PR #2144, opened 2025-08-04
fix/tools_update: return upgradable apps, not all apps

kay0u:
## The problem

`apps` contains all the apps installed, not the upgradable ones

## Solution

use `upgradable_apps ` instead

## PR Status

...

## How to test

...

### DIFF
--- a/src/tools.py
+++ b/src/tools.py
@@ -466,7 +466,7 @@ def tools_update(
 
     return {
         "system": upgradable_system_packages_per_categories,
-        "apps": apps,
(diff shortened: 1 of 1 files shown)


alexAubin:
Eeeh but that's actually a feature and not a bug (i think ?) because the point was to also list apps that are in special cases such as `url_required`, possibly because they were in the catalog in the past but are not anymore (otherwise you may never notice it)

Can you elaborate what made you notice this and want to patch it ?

++++++++++++++++++++

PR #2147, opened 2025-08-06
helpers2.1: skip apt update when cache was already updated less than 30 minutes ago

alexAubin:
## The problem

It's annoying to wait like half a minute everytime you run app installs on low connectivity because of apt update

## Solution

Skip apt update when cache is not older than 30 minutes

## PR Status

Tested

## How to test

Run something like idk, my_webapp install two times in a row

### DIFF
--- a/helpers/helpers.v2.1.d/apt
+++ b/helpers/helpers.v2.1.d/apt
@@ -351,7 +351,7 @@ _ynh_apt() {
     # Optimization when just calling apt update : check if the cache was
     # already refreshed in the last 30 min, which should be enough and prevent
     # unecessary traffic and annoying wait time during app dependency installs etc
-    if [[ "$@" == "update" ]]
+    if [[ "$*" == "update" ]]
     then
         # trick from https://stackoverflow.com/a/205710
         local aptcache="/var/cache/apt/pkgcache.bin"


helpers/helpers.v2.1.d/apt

++++++++++++++++++++

[Work order]
Find "cache" in the preceding records. Copy each line that holds it.

[Your solution]
helpers2.1: skip apt update when cache was already updated less than 30 minutes ago
Skip apt update when cache is not older than 30 minutes
     # Optimization when just calling apt update : check if the cache was
         local aptcache="/var/cache/apt/pkgcache.bin"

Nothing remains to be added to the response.